** Opening Data records block **

PR #1075, opened 2020-09-23
Report a sensible error if an object is missing a required sourceId

jcoyne:
## Why was this change made?

This will show a message in argo that one can use rather than having to dig through honeybadger to find out why the request to dor-services-app failed.

### DIFF
--- a/spec/requests/show_object_spec.rb
+++ b/spec/requests/show_object_spec.rb
@@ -51,7 +51,7 @@ RSpec.describe 'Get the object' do
       end
 
       it 'returns the object' do
-        get '/v1/objects/druid:mk420bs7601',
+        get '/v1/objects/druid:bc123df4567',
             headers: { 'Authorization' => "Bearer #{jwt}" }
         expect(response).to have_http_status(:ok)
         expect(response_model).to eq expected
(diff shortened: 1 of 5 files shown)


spec/requests/show_object_spec.rb
```diff
@@ -251,6 +251,31 @@
       end
     end
 
+    context 'when the object exists without a sourceId' do
+      let(:object) do
+        Dor::Item.new(pid: 'druid:bc123df4567',
```
jmartin-sul, line 256: i found the differing druid between here...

** Closing Data records block **

What needs to be done — Go through the entries above and count the lines containing the word "objects"; give only that count.

Solution — 2